# Transforming metadata with RDFLib 

I've been asked to think about how to get our current Research Data Curation projects that exist in our digital collections into various other repositories and aggregators. Some of these are relatively easy to accomplish via "triggers", while others have a richer schema that differs significantly with our ontology.  

This notebook will experiment with ways to utilize the [Python library RDFLib](http://rdflib.readthedocs.io/en/stable/gettingstarted.html) (and a [json-ld extension](https://github.com/RDFLib/rdflib-jsonld) for it) to transform our data into the different target forms. The most common transform would likely be to serialize our data as JSON and/or JSON-LD, then from there some simple transformations of the elements. The first example will be to align with the forthcoming BIOCaddie schema.  
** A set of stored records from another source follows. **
PR #1240, opened 2018-12-06
Call os_log from table_printer

znation:
* All types that are passed into table printer are handled.
* Logs start, header, values, and end.
* Apple-platform only; on others, this will no-op.

### DIFF
--- a/src/table_printer/table_printer.cpp
+++ b/src/table_printer/table_printer.cpp
@@ -73,8 +73,17 @@ void table_printer::print_header() const {
 
   std::ostringstream ss;
 
+#ifdef __APPLE__
+    os_log_info(
+      OS_LOG_DEFAULT,
+      "source: %lu, event: %lu",
+      1ul, /* source: table printer */
+      0ul); /* event: started */
+#endif
+
   ss << '|';
 
+  size_t i = 0;
   for(const auto& p : format) {
 
     ss << ' ';
@@ -85,6 +94,17 @@ void table_printer::print_header() const {
       ss << ' ';
 
     ss << ' ' << '|';
+
+#ifdef __APPLE__
+    os_log_info(
+      OS_LOG_DEFAULT,
+      "source: %lu, event: %lu, column: %lu, value: %{public}s",
+      1ul, /* source: table printer */
+      1ul, /* event: header */
+      i, /* column index */
+      p.first.c_str());
+#endif
+    i++;
   }
 
   _p(ss);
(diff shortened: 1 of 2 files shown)


src/table_printer/table_printer.hpp
```diff
@@ -18,6 +18,12 @@
 #include <util/code_optimization.hpp>
 #include <table_printer/table_element_printers.hpp>
 
+#ifdef __APPLE__
+#include <os/log.h>
+#undef MIN
+#undef MAX
```
nickjong: It makes me nervous when I see this kind of preprocessor fiddling in header files. Do we really need to import <os/log.h> in the header file, or can we just import it into table_printer.cpp?

src/table_printer/table_printer.hpp
```diff
@@ -228,8 +234,22 @@ class table_printer {
...
+  static void _os_log_value(size_t column_index, unsigned long value);
+  static void _os_log_value(size_t column_index, unsigned int value);
+  static void _os_log_value(size_t column_index, long long value);
+  static void _os_log_value(size_t column_index, long value);
+  static void _os_log_value(size_t column_index, int value);
+  static void _os_log_value(size_t column_index, double value);
+  static void _os_log_value(size_t column_index, float value);
+  void _os_log_value(size_t column_index, const progress_time& value) const;
+  static void _os_log_value(size_t column_index, char* value);
+  static void _os_log_value(size_t column_index, const char* value);
```
nickjong: Nit: the `const char*` override should supersede the `char*` override entirely, right?

src/table_printer/table_printer.cpp
```diff
@@ -244,4 +273,96 @@ size_t table_printer::set_up_time_printing_interval(size_t tick) {
   return _tick_interval; 
 }
 
+#define _os_log_value_impl(format, column_index, value) \
+  os_log_info(                                          \
```
nickjong: Don't we need `#ifdef __APPLE__` here?

I'm assuming this needs to be a macro so that line numbers are preserved?

Also, could we centralize the preprocessor dependency on `__APPLE__` here by having the calls to `os_log_info` earlier in this file use this macro instead?

src/table_printer/table_printer.hpp
znation: Good call; I'll try to move it to the .cpp file.

src/table_printer/table_printer.hpp
znation: Thanks, I'll try removing the non-const version.

src/table_printer/table_printer.cpp
znation: Yes, we do need ifdef. I'll try to centralize the uses of ifdef at the top of the file.

znation: P.S. Yes, it does need to be a macro, and not just for line numbers to be preserved, but because there is a compile-time static assert that the format argument must be a string literal and not a char pointer (which could be dynamic).

znation:
@nickjong Feedback addressed; please re-review, thanks!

In our actual production environment, since we are a Hydra/Ruby shop, this will likely take place more with the RDF.rb gem, but since I am stronger with Python, it made more sense to play around using that. 

Let's first load up the rdflib libraries we'll need:

In [97]:
from rdflib import Graph, plugin
from rdflib.serializer import Serializer

## Import the data
For the source data, I am working with data from our staging server, which is locked behind a login. So, the normal way of rdflib parsing a URL will throw 404/file not found errors. Luckily we can save the data from the DAMS as a Turtle (.ttl) file. Then we tell rdflib to parse this graph data as Turtle:

In [98]:
g = Graph().parse("datamares.ttl", format="turtle")

## Output (or serialize) the data

RDF data can typically be output, or serialized, in many different formats: RDF/XML, N-Triples, and JSON-LD, to name a few. The list of serializations will depend on the parser of the system you're working with, but rdflib will allow us to serialize the data ourselves. So let's serialize the existing Turtle data into JSON-LD:

In [99]:
print ( g.serialize(format='json-ld', indent=4) )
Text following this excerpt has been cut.